> _Task description_
Across the records, how many lines contain "soon"? Answer with the number alone.
<<<<
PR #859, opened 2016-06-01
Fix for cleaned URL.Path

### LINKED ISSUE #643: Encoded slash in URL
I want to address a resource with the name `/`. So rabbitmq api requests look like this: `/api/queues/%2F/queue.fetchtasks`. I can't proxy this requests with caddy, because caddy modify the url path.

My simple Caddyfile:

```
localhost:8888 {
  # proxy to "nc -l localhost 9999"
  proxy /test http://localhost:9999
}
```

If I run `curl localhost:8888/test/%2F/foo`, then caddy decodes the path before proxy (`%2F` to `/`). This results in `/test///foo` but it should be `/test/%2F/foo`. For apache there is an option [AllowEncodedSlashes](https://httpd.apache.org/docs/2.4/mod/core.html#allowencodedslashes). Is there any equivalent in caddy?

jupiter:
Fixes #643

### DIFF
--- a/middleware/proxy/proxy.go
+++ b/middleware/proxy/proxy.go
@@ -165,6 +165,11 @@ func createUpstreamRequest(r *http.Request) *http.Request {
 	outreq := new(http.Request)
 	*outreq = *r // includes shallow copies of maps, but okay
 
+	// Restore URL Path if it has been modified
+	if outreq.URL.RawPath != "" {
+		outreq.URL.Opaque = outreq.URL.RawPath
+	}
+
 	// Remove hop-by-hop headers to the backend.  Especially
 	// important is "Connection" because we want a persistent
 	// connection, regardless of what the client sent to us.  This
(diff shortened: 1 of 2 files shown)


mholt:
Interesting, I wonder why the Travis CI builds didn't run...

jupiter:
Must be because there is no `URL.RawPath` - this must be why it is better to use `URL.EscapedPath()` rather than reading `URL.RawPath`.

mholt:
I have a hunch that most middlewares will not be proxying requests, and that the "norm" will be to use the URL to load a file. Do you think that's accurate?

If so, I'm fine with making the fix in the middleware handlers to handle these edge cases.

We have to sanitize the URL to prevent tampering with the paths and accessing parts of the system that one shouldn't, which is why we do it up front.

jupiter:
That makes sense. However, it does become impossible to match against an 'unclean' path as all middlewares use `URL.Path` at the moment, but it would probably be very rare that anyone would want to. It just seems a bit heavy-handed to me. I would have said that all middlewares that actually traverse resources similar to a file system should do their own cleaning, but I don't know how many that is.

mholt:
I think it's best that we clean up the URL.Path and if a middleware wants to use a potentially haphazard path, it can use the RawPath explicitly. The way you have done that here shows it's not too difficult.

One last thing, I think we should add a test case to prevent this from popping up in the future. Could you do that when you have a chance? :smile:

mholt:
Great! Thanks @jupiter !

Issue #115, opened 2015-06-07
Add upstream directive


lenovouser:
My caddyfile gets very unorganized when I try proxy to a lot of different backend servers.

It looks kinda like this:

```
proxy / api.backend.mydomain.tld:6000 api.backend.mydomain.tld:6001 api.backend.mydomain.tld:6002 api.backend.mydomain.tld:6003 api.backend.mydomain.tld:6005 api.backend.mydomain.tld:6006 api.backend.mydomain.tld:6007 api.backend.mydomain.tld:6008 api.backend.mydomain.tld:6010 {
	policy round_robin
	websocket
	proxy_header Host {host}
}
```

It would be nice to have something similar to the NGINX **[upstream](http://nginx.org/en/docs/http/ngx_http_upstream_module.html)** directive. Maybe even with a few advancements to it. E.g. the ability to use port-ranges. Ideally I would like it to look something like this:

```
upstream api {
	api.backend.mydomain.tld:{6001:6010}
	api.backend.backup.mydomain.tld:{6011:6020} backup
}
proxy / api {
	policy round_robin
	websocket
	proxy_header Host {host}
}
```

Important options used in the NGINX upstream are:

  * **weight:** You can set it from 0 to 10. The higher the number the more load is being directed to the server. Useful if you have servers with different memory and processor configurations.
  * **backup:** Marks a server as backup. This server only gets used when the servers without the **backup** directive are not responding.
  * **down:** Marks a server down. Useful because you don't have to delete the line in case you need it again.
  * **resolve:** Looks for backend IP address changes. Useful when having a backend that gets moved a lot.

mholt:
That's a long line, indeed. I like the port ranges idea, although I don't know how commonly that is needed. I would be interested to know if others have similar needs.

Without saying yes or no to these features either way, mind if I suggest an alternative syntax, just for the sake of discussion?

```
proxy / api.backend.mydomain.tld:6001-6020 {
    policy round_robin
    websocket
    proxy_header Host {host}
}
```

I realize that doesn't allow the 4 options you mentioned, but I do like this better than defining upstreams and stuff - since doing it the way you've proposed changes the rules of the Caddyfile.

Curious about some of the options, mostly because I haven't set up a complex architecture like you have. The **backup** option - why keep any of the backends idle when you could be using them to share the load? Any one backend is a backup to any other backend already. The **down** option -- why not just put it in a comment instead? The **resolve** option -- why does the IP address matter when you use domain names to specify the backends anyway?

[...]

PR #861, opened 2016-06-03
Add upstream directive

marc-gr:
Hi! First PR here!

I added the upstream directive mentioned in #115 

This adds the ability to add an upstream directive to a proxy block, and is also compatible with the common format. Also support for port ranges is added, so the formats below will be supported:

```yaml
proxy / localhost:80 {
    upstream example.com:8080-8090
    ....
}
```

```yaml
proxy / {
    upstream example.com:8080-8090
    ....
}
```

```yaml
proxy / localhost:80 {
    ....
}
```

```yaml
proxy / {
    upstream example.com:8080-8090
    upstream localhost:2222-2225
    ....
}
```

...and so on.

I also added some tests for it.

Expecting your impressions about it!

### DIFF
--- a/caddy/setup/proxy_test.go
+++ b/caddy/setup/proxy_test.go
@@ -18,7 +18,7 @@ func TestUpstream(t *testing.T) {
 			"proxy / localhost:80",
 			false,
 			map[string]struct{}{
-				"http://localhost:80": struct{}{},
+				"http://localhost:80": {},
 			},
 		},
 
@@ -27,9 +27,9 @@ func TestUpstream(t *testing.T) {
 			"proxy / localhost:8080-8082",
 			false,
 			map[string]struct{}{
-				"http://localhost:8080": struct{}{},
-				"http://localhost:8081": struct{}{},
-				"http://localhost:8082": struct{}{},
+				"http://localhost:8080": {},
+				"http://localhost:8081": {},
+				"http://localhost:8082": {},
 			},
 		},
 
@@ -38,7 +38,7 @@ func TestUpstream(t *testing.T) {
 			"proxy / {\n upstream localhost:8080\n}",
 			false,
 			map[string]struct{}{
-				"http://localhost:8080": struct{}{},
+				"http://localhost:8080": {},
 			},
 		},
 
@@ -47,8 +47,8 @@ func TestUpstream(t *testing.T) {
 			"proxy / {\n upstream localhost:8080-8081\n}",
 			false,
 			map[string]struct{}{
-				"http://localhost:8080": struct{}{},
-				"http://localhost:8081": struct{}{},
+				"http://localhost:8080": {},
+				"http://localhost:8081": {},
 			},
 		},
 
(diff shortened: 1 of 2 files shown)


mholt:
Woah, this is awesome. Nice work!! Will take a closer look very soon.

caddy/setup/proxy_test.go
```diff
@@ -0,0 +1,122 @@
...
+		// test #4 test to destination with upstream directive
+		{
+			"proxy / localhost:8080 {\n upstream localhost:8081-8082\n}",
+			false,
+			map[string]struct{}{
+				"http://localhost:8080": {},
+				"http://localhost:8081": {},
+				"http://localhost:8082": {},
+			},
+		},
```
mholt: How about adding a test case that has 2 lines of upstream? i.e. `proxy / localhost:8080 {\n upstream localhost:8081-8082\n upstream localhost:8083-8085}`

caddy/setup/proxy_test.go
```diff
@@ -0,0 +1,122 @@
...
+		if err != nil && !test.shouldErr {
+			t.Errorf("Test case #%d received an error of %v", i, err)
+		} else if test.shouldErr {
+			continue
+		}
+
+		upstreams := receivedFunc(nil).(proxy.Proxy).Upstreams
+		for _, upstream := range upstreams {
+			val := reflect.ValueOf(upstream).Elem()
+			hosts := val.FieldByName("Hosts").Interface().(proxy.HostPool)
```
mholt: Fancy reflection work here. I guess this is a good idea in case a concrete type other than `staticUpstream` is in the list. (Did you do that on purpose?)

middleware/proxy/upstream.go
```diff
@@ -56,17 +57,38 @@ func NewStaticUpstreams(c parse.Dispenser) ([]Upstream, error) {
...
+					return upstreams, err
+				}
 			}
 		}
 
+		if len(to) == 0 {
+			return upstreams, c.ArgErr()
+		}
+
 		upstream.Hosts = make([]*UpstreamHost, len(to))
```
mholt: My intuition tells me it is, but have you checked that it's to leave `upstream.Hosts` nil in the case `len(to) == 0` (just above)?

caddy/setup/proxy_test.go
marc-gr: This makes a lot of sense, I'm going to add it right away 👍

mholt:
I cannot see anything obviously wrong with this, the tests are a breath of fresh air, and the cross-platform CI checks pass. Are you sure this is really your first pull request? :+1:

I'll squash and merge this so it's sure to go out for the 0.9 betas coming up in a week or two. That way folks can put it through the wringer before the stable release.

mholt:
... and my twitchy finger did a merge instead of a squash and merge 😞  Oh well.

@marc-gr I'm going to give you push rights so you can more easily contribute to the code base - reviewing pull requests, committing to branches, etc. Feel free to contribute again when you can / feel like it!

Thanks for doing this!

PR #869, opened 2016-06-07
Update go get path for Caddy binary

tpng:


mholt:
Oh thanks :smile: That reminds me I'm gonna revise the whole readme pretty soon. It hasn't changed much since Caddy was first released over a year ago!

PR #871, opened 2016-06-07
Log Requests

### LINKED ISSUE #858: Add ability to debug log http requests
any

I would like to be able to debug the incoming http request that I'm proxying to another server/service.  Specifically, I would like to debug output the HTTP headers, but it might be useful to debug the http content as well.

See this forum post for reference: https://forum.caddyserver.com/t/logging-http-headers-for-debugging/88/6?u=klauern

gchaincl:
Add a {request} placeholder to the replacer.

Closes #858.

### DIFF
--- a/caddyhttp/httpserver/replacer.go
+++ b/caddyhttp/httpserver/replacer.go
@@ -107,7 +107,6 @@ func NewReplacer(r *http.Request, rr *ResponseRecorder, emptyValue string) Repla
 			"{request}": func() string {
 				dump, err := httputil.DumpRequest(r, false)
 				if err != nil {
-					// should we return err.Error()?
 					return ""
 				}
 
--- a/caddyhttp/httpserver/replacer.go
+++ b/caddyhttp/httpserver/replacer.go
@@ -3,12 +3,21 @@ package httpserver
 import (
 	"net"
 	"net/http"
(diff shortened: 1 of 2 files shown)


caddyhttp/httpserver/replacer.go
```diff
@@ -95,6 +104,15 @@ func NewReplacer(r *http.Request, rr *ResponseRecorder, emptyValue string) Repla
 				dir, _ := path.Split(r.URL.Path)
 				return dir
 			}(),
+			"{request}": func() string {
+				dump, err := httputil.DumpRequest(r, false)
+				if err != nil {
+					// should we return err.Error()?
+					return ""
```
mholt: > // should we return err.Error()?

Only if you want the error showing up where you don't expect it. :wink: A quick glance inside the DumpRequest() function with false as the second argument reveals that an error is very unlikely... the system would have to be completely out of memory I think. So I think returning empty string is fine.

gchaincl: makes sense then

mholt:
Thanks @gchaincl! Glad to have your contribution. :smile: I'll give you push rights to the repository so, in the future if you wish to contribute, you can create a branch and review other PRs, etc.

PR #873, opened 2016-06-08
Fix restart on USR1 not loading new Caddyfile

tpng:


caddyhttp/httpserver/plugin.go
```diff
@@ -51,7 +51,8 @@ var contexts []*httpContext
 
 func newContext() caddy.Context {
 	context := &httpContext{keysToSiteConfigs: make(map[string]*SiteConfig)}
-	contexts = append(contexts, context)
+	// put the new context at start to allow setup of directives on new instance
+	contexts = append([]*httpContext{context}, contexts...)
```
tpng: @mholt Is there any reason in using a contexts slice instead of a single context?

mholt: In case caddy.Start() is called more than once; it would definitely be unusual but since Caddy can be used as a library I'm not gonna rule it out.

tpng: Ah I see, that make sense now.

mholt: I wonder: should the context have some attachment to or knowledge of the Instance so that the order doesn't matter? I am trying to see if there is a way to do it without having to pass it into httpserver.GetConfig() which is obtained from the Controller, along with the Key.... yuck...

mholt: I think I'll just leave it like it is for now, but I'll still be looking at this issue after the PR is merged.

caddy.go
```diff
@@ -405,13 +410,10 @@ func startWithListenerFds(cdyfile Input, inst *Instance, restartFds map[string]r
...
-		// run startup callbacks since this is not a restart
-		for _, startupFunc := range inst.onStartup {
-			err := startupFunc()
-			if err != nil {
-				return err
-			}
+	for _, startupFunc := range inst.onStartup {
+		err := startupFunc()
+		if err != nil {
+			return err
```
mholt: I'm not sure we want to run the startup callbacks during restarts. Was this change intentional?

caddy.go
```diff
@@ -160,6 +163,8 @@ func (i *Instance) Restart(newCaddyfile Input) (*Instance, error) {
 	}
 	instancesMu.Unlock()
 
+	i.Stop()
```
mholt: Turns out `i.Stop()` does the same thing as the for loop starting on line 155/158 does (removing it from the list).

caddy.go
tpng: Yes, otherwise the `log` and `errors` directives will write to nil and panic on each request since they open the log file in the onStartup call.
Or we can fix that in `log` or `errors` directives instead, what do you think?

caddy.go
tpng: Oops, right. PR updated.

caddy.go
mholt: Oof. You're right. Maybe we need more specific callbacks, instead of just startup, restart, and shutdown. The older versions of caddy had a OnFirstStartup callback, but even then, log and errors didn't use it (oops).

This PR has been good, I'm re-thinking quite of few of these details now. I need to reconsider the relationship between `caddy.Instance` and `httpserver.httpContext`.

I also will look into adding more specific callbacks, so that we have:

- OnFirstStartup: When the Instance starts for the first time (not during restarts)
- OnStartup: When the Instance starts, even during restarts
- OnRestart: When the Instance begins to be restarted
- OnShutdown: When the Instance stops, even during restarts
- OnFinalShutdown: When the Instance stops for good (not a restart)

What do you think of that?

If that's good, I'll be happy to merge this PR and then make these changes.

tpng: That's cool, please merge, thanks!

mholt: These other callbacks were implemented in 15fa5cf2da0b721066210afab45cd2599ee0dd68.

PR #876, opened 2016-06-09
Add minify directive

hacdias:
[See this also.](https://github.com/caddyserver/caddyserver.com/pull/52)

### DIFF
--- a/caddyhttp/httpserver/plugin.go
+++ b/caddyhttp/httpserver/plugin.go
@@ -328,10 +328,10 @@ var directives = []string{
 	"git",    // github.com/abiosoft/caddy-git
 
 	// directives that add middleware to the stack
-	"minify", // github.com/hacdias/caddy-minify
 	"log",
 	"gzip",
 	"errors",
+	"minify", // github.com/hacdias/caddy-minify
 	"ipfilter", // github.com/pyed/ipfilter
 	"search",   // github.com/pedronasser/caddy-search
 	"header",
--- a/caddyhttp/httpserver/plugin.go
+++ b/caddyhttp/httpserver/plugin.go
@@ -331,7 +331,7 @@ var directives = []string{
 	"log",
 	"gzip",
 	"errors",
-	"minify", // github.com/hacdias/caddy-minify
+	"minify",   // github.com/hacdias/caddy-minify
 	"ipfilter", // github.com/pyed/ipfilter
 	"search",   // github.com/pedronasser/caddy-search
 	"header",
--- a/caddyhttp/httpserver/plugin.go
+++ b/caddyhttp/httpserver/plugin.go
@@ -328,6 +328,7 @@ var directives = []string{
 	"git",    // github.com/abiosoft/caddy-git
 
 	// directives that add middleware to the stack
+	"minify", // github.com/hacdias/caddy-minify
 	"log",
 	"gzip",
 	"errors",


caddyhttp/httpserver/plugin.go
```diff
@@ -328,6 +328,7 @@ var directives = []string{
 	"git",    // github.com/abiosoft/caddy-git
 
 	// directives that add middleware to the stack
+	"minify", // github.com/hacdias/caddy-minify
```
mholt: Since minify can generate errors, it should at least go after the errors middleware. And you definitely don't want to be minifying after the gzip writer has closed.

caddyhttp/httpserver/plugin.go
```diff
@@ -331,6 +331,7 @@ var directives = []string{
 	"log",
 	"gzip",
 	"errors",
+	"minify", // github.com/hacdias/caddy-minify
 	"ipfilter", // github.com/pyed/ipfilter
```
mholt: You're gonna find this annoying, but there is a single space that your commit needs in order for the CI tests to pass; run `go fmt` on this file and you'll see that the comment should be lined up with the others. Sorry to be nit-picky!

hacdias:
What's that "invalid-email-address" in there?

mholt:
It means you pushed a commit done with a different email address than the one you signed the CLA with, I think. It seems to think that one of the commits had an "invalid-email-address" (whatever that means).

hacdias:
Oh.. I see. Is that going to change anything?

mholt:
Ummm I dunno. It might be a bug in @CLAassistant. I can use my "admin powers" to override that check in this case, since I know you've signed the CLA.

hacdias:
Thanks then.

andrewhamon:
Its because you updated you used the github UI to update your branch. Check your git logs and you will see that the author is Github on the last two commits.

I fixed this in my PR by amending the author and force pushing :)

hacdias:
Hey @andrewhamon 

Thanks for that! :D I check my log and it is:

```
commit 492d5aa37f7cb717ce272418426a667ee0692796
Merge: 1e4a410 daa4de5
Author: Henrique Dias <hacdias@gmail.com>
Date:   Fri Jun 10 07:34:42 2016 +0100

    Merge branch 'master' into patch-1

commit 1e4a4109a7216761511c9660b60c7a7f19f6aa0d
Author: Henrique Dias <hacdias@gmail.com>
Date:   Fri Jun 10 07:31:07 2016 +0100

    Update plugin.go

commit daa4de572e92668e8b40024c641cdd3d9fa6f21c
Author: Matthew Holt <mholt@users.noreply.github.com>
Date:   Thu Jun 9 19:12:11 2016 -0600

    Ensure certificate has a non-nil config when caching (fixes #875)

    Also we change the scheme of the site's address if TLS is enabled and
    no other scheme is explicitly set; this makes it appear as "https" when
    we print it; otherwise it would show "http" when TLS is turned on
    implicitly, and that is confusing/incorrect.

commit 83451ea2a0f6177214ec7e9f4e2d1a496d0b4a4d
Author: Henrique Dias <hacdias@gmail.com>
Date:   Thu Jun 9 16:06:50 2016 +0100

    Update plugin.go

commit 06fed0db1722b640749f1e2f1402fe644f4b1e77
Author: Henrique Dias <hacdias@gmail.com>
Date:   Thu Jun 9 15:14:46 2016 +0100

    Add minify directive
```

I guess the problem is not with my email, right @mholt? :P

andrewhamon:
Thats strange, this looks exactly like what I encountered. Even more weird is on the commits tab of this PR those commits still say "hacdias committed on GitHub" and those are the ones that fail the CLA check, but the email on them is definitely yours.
>>>>
> _Answer to the exercise_
2